* _What the task requires_
Your response should reproduce every line of the entries that contains the word "reorder".

[Entries taken from a collection]

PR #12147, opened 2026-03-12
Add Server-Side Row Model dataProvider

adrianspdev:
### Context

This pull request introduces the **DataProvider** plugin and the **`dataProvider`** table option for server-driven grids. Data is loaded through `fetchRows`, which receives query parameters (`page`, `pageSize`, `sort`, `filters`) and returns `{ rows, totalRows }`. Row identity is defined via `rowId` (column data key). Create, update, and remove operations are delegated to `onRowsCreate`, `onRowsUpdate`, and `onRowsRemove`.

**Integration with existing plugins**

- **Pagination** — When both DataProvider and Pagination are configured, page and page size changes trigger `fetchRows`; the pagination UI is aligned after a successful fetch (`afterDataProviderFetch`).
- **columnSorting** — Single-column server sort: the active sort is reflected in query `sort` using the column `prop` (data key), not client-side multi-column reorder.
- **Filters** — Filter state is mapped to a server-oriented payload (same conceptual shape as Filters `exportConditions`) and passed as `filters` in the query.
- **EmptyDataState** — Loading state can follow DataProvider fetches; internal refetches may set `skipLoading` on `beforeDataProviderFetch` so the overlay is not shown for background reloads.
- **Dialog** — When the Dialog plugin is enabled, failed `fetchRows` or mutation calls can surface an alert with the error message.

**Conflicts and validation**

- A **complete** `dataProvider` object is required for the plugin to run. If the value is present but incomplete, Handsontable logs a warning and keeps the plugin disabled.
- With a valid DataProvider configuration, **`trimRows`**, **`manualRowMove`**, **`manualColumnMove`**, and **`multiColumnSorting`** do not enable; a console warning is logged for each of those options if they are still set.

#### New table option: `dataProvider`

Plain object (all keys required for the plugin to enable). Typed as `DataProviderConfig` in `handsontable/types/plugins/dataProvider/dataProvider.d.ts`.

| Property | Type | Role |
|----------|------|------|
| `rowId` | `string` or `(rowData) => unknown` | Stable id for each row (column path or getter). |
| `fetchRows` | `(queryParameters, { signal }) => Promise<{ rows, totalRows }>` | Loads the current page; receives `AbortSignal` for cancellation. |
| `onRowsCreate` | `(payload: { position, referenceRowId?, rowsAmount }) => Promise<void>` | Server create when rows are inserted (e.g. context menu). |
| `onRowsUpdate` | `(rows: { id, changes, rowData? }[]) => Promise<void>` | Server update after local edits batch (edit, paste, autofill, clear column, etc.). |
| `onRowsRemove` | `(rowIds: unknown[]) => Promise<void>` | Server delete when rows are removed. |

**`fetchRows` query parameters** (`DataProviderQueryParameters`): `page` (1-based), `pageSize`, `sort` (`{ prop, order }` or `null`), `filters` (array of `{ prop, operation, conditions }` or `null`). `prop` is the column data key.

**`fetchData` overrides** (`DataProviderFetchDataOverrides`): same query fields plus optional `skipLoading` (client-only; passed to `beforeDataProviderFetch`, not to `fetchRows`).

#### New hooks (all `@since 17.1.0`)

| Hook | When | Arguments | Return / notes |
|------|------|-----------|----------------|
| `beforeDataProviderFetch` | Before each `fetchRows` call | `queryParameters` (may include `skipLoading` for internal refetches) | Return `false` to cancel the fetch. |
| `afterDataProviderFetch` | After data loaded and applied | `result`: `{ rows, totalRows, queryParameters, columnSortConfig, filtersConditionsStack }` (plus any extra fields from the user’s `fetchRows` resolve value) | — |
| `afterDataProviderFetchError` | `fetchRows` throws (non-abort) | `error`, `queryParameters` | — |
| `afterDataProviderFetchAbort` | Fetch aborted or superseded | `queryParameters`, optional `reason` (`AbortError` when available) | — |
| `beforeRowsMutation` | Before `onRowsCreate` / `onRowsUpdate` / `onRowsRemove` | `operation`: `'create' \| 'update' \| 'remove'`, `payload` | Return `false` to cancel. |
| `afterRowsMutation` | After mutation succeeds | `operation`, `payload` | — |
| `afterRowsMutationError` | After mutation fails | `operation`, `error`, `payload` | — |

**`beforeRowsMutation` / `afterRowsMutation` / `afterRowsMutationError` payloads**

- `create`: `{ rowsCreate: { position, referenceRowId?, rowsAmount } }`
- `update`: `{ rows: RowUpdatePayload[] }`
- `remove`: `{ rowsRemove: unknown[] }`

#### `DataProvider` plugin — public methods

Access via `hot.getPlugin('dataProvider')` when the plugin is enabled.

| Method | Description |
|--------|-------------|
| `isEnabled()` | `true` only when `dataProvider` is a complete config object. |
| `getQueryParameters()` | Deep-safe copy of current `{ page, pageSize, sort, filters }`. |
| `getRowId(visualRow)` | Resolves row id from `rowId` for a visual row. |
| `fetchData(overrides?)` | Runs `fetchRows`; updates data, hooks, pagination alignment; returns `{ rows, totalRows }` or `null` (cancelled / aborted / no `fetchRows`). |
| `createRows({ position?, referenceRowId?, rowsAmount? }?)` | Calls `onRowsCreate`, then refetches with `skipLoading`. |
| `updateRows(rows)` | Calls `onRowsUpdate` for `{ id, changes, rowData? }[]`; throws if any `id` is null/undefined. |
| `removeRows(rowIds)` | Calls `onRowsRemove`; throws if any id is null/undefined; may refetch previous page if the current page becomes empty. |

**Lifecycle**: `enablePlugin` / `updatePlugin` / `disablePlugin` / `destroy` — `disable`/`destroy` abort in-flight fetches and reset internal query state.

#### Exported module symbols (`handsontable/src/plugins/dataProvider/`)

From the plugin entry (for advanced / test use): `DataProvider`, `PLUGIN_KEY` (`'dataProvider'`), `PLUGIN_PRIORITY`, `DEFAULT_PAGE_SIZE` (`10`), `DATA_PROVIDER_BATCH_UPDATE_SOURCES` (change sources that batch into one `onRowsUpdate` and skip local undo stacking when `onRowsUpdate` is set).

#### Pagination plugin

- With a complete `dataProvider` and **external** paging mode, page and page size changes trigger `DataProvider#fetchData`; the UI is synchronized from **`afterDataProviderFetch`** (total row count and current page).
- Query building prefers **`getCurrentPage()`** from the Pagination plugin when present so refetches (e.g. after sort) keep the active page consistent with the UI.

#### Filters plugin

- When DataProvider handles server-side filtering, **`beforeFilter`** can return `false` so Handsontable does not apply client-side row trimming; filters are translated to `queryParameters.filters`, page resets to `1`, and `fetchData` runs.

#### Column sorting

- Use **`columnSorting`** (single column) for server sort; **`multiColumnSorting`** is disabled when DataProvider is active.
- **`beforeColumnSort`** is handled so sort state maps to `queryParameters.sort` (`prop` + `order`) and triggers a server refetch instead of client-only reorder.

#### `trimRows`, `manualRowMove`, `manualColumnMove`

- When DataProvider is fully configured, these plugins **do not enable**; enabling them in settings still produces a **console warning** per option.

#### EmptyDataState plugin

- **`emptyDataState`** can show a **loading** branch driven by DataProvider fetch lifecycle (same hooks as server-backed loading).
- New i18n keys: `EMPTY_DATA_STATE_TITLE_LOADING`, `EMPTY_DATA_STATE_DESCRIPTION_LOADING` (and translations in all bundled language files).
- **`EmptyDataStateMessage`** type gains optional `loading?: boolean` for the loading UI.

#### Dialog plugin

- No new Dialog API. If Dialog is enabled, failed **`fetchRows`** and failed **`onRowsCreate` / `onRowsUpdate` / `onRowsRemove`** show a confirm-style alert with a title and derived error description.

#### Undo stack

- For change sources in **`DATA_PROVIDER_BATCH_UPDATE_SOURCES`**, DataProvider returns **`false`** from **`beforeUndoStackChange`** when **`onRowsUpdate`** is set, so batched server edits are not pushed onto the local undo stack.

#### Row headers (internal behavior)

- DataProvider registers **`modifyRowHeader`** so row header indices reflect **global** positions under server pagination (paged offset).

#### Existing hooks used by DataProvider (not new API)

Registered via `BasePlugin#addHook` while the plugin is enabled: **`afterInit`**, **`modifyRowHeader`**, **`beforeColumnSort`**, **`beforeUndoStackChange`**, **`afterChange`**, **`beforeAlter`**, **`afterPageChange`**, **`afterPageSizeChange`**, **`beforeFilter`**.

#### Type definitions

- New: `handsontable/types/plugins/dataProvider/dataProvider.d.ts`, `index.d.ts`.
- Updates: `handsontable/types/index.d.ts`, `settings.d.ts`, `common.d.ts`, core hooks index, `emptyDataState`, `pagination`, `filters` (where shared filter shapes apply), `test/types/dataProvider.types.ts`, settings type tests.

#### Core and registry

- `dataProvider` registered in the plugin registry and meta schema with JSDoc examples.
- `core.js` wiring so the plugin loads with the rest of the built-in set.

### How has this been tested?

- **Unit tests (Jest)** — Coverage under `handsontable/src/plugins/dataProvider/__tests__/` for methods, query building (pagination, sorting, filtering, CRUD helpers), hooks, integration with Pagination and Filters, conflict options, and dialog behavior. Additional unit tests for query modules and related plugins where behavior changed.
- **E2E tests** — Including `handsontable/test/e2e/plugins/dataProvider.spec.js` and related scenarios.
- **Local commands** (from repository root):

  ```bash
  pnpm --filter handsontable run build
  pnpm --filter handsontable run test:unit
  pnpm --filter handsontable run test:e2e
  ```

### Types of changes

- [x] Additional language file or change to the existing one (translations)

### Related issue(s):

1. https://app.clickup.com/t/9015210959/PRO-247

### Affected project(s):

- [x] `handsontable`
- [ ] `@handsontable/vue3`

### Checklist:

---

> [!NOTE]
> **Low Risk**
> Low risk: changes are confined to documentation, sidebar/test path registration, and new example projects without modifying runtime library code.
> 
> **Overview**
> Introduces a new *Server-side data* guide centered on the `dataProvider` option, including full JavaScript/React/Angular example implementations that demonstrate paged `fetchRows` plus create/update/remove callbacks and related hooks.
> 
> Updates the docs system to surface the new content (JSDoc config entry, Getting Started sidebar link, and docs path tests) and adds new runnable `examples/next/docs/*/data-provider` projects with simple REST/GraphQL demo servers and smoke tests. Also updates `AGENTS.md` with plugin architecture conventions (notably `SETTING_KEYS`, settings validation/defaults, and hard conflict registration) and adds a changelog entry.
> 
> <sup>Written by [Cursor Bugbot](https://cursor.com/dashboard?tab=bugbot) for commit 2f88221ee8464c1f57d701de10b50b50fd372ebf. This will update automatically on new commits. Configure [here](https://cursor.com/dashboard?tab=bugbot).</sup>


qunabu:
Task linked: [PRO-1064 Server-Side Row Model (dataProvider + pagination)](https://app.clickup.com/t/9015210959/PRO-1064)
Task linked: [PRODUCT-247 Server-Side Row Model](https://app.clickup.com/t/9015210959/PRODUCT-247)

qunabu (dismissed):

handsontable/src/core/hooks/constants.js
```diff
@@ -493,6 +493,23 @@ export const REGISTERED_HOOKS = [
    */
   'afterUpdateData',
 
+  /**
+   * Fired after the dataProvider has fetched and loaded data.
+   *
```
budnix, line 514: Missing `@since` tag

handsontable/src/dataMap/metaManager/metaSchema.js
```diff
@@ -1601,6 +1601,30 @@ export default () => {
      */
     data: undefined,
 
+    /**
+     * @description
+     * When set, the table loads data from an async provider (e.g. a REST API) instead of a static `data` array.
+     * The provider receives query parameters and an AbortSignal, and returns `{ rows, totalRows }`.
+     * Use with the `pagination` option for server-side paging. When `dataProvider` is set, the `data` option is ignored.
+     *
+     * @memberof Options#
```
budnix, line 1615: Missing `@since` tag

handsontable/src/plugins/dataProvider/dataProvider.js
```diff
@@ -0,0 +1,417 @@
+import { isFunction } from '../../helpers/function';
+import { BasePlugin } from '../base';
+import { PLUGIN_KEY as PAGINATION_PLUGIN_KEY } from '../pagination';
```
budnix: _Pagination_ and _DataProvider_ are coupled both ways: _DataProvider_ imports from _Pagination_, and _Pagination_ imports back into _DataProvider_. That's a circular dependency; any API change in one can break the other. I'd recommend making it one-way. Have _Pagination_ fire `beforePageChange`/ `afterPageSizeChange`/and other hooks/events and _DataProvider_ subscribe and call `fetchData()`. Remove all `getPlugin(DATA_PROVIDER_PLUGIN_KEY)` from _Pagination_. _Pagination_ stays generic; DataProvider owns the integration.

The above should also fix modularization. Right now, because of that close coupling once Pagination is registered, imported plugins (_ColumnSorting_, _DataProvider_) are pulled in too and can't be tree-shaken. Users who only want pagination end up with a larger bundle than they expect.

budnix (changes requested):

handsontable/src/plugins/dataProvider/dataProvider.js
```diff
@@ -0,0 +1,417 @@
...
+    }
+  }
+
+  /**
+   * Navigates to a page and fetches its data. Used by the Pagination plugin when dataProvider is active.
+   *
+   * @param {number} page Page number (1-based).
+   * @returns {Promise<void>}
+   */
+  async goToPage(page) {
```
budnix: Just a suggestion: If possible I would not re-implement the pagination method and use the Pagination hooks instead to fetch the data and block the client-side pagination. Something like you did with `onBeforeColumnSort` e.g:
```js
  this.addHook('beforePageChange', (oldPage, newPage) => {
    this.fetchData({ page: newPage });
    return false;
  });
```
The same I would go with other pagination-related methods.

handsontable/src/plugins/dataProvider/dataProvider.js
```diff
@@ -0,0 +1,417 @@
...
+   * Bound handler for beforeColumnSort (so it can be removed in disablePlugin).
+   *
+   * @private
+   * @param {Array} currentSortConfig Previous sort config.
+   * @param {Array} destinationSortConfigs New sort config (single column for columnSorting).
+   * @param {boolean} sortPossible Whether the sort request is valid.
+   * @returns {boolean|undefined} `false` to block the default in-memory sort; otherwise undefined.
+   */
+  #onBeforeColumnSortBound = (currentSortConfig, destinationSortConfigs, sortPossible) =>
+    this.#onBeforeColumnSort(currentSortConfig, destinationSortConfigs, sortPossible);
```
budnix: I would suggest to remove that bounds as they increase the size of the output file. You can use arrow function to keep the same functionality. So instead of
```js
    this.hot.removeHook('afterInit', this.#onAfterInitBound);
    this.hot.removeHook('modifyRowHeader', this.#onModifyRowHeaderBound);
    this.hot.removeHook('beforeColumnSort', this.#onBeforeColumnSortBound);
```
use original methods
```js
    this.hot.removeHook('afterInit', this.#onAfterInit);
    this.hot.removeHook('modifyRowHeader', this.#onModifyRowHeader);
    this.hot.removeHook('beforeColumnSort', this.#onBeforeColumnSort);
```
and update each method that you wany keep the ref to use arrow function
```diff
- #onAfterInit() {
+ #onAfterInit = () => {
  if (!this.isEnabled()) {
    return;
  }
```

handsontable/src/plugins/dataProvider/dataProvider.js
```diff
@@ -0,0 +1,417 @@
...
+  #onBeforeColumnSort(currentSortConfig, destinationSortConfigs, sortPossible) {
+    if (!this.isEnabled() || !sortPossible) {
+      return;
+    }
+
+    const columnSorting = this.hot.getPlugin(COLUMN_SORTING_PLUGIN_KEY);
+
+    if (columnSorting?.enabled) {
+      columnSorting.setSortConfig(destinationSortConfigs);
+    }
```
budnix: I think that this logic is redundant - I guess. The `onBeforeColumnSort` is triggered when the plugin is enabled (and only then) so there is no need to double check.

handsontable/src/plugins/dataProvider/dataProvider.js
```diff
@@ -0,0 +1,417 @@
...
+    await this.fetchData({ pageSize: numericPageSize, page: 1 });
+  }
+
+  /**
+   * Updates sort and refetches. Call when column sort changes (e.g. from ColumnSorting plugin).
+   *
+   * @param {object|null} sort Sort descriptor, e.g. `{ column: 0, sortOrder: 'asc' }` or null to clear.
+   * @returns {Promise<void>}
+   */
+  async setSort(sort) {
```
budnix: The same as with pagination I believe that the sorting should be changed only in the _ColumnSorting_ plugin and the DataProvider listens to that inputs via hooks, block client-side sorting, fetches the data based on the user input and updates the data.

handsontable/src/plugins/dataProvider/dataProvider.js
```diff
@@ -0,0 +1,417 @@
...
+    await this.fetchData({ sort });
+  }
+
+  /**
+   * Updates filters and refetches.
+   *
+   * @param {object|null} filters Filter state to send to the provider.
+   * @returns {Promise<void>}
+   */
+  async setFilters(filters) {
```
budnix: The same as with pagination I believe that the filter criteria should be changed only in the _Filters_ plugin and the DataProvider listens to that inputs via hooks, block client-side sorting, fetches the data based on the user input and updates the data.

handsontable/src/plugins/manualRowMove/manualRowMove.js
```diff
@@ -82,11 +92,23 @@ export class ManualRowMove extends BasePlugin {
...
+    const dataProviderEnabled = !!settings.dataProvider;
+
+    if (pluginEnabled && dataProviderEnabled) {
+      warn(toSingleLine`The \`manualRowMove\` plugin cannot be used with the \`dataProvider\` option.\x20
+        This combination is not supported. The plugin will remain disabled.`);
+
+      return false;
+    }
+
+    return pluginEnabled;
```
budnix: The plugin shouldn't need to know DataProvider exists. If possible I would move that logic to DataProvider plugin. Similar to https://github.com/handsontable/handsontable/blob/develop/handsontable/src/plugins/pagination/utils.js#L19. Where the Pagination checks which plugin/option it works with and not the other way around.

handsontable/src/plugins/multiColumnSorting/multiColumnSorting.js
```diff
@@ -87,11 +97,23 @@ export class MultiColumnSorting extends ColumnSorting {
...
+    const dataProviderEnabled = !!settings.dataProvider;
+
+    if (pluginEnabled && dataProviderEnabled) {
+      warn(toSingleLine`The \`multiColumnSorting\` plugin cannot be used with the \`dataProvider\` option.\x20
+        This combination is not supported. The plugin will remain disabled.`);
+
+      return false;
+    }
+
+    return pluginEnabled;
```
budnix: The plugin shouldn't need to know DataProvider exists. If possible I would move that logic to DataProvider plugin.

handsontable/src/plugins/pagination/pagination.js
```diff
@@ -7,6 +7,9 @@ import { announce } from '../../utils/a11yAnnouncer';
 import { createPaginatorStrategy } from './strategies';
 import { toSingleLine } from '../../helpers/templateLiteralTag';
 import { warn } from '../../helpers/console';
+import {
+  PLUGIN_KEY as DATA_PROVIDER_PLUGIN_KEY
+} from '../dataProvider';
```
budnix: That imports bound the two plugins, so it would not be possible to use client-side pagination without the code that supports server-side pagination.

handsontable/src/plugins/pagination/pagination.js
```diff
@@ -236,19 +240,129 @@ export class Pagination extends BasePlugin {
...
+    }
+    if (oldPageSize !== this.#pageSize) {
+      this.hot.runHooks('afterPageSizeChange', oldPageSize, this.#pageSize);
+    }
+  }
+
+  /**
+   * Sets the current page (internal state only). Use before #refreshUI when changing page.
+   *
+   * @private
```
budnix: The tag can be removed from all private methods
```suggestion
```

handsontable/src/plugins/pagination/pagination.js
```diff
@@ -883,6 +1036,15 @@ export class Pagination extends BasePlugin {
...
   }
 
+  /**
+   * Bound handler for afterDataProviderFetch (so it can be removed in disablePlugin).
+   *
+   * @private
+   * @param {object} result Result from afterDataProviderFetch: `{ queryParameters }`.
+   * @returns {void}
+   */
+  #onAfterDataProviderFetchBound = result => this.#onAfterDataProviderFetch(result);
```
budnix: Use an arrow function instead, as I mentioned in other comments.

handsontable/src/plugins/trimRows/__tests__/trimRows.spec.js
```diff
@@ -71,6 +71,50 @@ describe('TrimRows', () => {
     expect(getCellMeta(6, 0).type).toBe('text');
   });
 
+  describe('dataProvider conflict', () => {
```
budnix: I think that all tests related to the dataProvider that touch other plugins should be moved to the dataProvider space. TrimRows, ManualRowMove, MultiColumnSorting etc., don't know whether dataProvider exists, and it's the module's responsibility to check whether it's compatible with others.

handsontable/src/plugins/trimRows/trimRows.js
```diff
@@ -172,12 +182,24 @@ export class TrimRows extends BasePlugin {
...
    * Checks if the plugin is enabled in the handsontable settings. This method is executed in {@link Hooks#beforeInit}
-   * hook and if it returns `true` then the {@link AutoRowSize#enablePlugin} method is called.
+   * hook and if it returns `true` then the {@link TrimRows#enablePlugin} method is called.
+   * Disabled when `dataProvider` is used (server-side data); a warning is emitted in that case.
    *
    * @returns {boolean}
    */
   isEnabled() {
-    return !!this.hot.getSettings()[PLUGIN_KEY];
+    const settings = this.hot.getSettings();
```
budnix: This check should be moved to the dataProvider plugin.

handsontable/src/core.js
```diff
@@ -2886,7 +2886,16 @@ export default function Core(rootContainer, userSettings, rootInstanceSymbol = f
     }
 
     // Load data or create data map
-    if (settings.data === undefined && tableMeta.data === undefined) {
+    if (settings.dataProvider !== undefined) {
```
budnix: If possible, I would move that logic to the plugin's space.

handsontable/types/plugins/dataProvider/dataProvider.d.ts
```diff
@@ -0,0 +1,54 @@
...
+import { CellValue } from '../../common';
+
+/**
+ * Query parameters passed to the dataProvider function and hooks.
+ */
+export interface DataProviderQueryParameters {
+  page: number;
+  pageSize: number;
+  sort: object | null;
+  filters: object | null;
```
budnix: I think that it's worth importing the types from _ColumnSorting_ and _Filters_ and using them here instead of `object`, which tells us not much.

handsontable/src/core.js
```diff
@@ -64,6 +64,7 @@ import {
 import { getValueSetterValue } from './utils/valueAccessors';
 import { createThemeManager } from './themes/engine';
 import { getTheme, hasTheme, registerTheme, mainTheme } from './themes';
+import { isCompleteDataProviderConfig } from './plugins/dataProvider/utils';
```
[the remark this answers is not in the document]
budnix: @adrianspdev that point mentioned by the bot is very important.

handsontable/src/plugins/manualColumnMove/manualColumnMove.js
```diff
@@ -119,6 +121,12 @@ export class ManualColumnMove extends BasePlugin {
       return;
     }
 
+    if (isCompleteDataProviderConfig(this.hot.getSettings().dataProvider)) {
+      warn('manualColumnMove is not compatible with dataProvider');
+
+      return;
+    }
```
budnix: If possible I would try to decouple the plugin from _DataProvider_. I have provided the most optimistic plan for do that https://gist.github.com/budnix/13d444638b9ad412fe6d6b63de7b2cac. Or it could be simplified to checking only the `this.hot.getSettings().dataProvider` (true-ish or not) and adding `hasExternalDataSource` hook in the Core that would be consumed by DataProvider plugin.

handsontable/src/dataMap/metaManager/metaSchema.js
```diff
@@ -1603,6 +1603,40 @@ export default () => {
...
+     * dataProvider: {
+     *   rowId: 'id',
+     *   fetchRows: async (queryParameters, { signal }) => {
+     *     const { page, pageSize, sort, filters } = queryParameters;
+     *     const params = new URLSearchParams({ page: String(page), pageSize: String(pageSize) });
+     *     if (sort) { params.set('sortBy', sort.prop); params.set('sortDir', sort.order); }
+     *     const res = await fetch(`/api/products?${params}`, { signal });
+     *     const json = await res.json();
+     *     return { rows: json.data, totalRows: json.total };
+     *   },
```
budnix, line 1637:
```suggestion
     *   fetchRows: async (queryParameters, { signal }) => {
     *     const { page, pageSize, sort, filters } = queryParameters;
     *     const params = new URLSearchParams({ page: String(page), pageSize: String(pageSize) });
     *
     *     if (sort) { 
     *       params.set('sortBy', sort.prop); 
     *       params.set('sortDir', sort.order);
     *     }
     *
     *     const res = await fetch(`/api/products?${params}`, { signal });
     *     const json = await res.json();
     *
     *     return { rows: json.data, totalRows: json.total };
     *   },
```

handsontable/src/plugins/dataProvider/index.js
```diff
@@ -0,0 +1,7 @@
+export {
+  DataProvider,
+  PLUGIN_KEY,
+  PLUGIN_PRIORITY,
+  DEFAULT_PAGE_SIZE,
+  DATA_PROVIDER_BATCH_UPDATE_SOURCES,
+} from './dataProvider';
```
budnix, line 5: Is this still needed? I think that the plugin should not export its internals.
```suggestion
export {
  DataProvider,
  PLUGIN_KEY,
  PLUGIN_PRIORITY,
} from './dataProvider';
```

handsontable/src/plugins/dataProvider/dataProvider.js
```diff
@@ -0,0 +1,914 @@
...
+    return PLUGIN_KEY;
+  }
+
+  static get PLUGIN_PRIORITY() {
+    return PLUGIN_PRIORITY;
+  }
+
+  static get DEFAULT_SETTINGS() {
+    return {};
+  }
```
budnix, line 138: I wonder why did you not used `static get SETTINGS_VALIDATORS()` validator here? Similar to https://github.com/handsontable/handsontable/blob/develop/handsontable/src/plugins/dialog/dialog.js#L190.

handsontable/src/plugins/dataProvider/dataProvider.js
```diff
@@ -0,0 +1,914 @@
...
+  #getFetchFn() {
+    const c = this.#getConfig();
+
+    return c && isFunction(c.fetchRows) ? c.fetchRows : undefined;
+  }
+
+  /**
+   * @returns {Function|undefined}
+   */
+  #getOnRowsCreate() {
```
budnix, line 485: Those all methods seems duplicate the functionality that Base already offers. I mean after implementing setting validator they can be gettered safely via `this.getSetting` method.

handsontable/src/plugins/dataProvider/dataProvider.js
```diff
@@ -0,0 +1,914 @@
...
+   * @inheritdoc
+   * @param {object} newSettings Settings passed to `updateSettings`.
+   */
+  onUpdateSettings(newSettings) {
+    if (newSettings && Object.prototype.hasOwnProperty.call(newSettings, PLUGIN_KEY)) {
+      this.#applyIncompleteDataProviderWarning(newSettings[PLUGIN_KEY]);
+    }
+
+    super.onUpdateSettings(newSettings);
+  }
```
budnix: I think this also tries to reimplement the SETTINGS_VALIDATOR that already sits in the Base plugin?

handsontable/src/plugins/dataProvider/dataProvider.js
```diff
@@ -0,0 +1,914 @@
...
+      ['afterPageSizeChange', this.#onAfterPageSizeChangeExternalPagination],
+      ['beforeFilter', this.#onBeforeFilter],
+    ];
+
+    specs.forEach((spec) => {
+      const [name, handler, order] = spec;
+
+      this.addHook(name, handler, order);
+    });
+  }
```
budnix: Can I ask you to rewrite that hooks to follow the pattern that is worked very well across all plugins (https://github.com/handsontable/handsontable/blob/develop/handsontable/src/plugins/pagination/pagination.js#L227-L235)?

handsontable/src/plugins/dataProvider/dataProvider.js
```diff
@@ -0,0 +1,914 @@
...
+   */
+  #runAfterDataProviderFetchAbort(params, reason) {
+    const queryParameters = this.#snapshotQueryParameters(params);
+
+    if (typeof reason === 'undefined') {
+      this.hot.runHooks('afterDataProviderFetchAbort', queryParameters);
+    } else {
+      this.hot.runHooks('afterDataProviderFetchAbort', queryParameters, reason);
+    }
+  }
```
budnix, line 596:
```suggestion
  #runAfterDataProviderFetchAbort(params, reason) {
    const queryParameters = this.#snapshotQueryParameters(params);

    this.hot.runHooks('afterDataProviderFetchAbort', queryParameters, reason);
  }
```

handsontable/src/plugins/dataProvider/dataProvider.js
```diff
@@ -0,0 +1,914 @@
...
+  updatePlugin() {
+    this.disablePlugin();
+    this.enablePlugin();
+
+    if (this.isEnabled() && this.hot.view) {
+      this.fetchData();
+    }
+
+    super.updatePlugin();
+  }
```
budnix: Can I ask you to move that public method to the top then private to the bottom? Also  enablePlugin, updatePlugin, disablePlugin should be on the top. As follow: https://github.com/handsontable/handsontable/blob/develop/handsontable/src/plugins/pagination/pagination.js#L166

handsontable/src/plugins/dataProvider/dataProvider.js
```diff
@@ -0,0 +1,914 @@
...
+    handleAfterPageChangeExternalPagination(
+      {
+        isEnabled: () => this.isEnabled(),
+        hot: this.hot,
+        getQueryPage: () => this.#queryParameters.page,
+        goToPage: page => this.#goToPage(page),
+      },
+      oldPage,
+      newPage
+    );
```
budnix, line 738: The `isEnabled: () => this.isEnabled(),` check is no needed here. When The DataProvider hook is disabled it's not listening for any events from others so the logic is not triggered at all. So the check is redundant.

* _Written answer_
- **columnSorting** — Single-column server sort: the active sort is reflected in query `sort` using the column `prop` (data key), not client-side multi-column reorder.
- **`beforeColumnSort`** is handled so sort state maps to `queryParameters.sort` (`prop` + `order`) and triggers a server refetch instead of client-only reorder.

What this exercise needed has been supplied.